When darius brubeck was six, his father-the jazz musician Dave Brubeck-took him backstage to meet Louis Armstrong. Later he met the awesome Duke Ellington, too. “He was a huge presence. He was a sort of father figure to Dave,” says Darius. But it was Miles Davis who spent the most time at the Brubecks’ house in Oakland, California. “Everyone assumed that they were having profound conversations about jazz, but actually Dave and Miles had a passion for talking about boxing and basketball. One day the famous jazz critic (and later founding editor of Rolling Stone), Ralph Gleason, called by. He was a big power in the music business-everyone knew that. He was charmed by the sight of two such big jazz personalities just sitting around yarning about Archie Moore and Sugar Ray Robinson: in those days, not a lot of white guys had black friends round to their houses. So Gleason was impressed. ‘You know,’ he said to Miles, ‘you could come over to my house too.’ Miles always had to have the whole world on his terms and, having formed the impression that Gleason didn’t know much about boxing or basketball, just said. ‘Oh yeah, what for?’”
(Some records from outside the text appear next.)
PR #617, opened 2017-10-27
systemd: use network-online.target

pghmcfc:
With systemd, wait for network-online.target (rather than network.target)
before starting.

If your network is slow coming up (say you're using DHCP and the server is
unavailable or rebooting after a power outage, etc.) then proftpd might
come up before the network is sufficiently configured.

Refs:
https://bugzilla.redhat.com/show_bug.cgi?id=1119787
https://bugzilla.redhat.com/show_bug.cgi?id=1506805
https://www.freedesktop.org/wiki/Software/systemd/NetworkTarget/

### DIFF
--- a/contrib/dist/rpm/proftpd.service
+++ b/contrib/dist/rpm/proftpd.service
@@ -1,6 +1,7 @@
 [Unit]
 Description = ProFTPD FTP Server
-After = network.target nss-lookup.target local-fs.target remote-fs.target
+Wants=network-online.target
+After=network-online.target nss-lookup.target local-fs.target remote-fs.target
 
 [Service]
 Type = simple


Castaglia:
@pghmcfc do you feel this change should be backported to the 1.3.6 branch as well?  I don't have a good feel for how much of an issue this might be, for proftpd + systemd users...

pghmcfc:
It'd make my life easier if you did backport it to the 1.3.6 branch as I'd be able to drop the downstream patch when 1.3.6a comes out. Looking at the documentation, it looks like the right thing to do for proftpd, and that's true for 1.3.6 as much as master. There's no back-compatibility issue either, as RHEL7 (oldest supported systemd-based OS I can think of) does have network-online.target.

Castaglia:
Done and done (cherry-picked to the 1.3.6 branch).  Thanks!

pprindeville:
Thanks!

PR #629, opened 2017-11-07
Bug #4322: Can't see symlinks using any FTP client when using MLSD.

Castaglia:
The bug also affects LIST and other commands; it is fallout from Bug#4219.


JordyZomer:
Thank you a lot @Castaglia  👍  🏆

If Darius (named after the French composer, Darius Milhaud, under whom Dave, like Burt Bacharach, studied) was once a little white boy sitting at the feet of these black jazz greats, a good deal of his own adult life has been spent transmitting what he learned to the predominantly black world of South African jazz. Darius has been my friend for many years. One of the best things in the friendship has been that he was a supporter of the ANC for pretty well all that time, and while that once described me, too, it ceased to do so some time back. In South Africa such friendships aren’t easy. Our tastes in jazz have diverged too-Darius delving into more abstract sounds, while I remained an uneducated enthusiast. But what he has achieved through his music is not something for which you need a musical education to appreciate. As director of the Centre for Jazz and Popular Music and professor of jazz studies at the University of Natal, Durban, Darius has been a big figure in South African jazz: for 17 years he tirelessly taught, performed and fundraised for-sometimes even housed-the aspiring talents from the townships who are the bulk of his students.
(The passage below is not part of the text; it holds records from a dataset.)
PR #630, opened 2017-11-07
fix(group): remove dups when using option --add-member and sort users alphabetically

ianhuynh:
The --add-member option does not remove any duplicates (and so does option --member).

This PR handles removing any duplicates and also re-sort the users alphabetically before adding the list to the file.   I also updated the --help documentation

### DIFF
--- a/contrib/ftpasswd
+++ b/contrib/ftpasswd
@@ -130,12 +130,12 @@ if ((exists($opts{'passwd'}) && exists($opts{'group'})) ||
 
   # determine to which file to write the passwd entry
   if (defined($opts{'file'})) {
-    $output_file = $opts{'file'}; 
+    $output_file = $opts{'file'};
     print STDOUT "$program: using alternate file: $output_file\n"
 
   } else {
     $output_file = $default_passwd_file;
-  } 
+  }
 
   # make sure that the required arguments are present
   die "$program: --passwd: missing required argument: --name\n"
@@ -363,7 +363,7 @@ sub check_shell {
     if ($line eq $shell) {
       $result = 1;
       last;
-    } 
+    }
   }
 
   close(SHELLS);
@@ -646,7 +646,7 @@ sub get_passwd {
       my @string = split('', $hash);
       my $prefix = $string[0] . $string[1] . $string[2];
 
-      if ($prefix ne '$1$') { 
+      if ($prefix ne '$1$') {
         print STDOUT "You requested MD5 passwords but your system does not support it.  Defaulting to DES passwords.\n\n";
       }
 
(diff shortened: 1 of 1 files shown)


contrib/ftpasswd
```diff
@@ -130,12 +130,12 @@ if ((exists($opts{'passwd'}) && exists($opts{'group'})) ||
...
   # determine to which file to write the passwd entry
   if (defined($opts{'file'})) {
-    $output_file = $opts{'file'}; 
+    $output_file = $opts{'file'};
     print STDOUT "$program: using alternate file: $output_file\n"
 
   } else {
     $output_file = $default_passwd_file;
-  } 
+  }
```
Castaglia: I appreciate these whitespace nits, but it does make a PR like this harder to review.  In the future, please separate style changes like this from the actual functional changes.

contrib/ftpasswd
```diff
@@ -808,6 +808,15 @@ sub handle_group_entry {
     } else {
       $members = $add_user;
     }
+
+    # Remove any duplicates and resort
```
Castaglia: Is this solving a functional problem, or is this more for esthetics?

contrib/ftpasswd
ianhuynh: agree+ and sorry about the whitespace issue, not sure why my editor only picked up a few whitespace issue but not all.

contrib/ftpasswd
ianhuynh: 1. The sort:  is prob. more esthetics than functional but makes it easier to read.  
2. The dups:  For us it is just easier to audits if there are no duplicates and users are less prone to make mistakes as the list gets long.
3. the documentation: functional

ianhuynh: Actually, the PR fixed another issue.  If dups are allowed, the --delete-member left a trailing comma.   See below 


```
ian:~/git-repo/proftpd/contrib$ ./ftpasswd --group --name foo --gid 101 --add-member foo --member bar --member foo --member foo
ftpasswd2: creating group entry for group foo
ftpasswd2: entry created

ian:~/git-repo/proftpd/contrib$ cat ftpd.group
foo:x:101:bar,foo,foo,foo

ian:~/git-repo/proftpd/contrib$ ./ftpasswd --group --name foo --gid 101 --delete-member foo
ftpasswd2: updating group entry for group foo
ftpasswd2: entry updated

ian:~/git-repo/proftpd/contrib$ cat ftpd.group
foo:x:101:bar,
ian:~/git-repo/proftpd/contrib$
```

Castaglia:
Thanks!  I've opened [this PR](https://github.com/proftpd/proftpd/pull/640) which uses your code, and includes a regression test for the bug.

Castaglia:
Fixed via [other PR](https://github.com/proftpd/proftpd/pull/640).  Thanks!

Inevitably, this has plunged him into a deeply political atmosphere. Jazz was the culture of the anti-apartheid struggle: in the popular mind, the black jazz scene of the 1950s-the era before Sharpeville and before the ANC was forced underground or into exile-was imprinted with a special verve and style; a lost golden age. Jazz greats such as Hugh Masekela and Abdullah Ibrahim had chosen exile rather than compromise, and the jazzmen who stayed on were self-consciously the bearers of a black art form; as such they were sympathisers with the liberation movement.